+++ Given entries
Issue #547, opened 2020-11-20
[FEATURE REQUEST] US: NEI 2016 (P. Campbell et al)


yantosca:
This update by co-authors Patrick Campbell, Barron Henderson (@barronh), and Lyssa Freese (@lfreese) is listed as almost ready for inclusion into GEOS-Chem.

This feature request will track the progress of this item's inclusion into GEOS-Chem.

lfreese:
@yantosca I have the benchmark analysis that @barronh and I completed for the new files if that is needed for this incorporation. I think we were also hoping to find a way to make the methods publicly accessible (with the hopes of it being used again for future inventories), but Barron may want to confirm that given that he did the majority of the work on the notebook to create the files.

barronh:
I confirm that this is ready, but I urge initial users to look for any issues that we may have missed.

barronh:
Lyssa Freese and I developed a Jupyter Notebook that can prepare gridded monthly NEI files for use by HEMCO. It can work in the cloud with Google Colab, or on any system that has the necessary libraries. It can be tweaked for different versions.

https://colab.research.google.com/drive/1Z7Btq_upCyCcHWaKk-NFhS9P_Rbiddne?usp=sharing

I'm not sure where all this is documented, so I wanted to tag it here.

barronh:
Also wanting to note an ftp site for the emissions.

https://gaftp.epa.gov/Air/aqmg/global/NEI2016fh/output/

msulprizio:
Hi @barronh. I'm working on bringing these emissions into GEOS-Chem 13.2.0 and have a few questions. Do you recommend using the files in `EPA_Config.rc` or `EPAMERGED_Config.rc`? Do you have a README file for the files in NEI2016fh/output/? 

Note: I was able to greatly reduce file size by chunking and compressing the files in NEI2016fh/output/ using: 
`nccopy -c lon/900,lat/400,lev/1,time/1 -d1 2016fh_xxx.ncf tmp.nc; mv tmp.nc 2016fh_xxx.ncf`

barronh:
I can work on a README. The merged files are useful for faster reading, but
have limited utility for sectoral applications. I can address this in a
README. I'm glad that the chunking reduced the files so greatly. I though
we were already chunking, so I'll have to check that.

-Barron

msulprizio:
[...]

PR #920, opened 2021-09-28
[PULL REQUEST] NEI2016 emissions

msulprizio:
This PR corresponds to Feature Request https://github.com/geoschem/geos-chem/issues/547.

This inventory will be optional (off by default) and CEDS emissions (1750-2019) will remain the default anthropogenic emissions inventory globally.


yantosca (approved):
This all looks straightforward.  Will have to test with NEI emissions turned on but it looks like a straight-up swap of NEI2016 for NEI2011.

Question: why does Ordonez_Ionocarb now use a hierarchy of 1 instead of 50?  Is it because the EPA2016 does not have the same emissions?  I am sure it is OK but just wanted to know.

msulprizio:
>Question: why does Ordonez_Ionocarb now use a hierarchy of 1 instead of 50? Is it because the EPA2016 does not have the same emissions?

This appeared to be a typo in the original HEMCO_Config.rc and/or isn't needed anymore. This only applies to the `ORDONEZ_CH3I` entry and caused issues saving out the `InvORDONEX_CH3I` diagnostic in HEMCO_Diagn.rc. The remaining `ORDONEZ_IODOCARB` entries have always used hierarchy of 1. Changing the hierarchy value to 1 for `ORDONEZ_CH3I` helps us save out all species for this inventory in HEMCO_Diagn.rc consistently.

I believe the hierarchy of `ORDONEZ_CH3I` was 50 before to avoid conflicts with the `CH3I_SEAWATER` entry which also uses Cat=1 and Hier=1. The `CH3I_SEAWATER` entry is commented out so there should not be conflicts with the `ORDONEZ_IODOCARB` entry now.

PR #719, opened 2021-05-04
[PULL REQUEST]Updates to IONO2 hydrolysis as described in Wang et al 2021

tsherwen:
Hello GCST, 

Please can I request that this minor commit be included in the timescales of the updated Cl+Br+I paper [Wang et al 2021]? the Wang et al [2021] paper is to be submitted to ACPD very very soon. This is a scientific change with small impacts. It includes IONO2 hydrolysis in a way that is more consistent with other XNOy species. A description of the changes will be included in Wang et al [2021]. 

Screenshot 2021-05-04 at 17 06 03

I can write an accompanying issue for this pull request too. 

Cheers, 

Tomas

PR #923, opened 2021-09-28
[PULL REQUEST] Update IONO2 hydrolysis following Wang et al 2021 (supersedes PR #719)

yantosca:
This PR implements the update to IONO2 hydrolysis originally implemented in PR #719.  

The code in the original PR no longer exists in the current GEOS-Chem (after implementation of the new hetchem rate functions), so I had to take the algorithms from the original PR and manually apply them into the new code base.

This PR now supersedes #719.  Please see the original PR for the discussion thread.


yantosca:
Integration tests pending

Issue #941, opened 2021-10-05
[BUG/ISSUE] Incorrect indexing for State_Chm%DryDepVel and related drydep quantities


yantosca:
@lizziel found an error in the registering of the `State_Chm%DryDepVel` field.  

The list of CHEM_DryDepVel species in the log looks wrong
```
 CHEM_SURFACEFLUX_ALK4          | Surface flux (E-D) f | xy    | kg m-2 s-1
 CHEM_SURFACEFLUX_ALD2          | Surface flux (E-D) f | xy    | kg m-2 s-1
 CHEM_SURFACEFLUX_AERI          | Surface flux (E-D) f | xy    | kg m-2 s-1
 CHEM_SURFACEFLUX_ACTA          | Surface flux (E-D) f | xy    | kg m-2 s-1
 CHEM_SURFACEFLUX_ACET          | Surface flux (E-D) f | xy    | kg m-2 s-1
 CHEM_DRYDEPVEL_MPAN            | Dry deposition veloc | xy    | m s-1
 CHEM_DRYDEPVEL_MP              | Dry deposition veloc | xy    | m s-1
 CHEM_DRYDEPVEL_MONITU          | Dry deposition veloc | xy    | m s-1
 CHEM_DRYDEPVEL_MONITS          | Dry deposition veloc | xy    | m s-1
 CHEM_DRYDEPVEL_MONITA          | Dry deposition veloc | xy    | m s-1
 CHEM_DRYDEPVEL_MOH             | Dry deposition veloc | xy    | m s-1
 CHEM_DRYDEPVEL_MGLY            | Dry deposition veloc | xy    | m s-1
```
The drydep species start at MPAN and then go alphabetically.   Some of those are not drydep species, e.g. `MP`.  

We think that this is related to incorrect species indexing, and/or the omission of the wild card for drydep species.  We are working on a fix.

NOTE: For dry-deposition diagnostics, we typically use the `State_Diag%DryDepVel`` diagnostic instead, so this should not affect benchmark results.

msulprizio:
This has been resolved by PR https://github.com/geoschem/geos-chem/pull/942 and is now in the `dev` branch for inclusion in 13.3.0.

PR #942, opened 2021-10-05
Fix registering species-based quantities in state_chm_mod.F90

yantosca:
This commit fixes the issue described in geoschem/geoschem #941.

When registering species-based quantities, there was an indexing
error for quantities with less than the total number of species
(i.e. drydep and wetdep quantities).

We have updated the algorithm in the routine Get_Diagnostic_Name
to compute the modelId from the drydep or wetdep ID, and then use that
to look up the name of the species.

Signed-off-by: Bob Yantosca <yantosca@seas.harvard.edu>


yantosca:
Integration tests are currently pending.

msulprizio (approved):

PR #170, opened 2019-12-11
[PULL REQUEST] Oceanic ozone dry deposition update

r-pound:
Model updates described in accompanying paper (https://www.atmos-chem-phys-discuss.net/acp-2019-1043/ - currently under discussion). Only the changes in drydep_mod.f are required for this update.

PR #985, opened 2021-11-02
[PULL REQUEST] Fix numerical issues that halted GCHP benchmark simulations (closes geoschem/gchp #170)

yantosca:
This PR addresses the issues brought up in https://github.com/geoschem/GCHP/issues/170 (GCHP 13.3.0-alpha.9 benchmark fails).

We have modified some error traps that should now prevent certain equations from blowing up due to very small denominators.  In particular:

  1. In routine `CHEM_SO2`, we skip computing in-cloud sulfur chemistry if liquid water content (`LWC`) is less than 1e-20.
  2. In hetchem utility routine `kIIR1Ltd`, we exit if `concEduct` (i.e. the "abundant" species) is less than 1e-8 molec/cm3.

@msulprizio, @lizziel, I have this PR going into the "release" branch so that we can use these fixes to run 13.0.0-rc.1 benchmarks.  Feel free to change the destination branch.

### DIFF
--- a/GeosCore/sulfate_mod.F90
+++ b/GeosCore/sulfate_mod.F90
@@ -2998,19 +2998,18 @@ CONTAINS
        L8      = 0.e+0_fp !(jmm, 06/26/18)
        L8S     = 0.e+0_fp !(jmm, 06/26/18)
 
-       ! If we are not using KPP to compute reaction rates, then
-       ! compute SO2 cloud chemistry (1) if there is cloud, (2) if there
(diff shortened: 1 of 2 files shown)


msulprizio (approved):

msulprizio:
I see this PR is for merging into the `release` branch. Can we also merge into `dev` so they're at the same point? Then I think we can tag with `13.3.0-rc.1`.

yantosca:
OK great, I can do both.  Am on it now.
++++++
* [What the task asks] What is needed is every line of the records above that contains the word "indexing".

* [Answer below]
[BUG/ISSUE] Incorrect indexing for State_Chm%DryDepVel and related drydep quantities
We think that this is related to incorrect species indexing, and/or the omission of the wild card for drydep species.  We are working on a fix.
When registering species-based quantities, there was an indexing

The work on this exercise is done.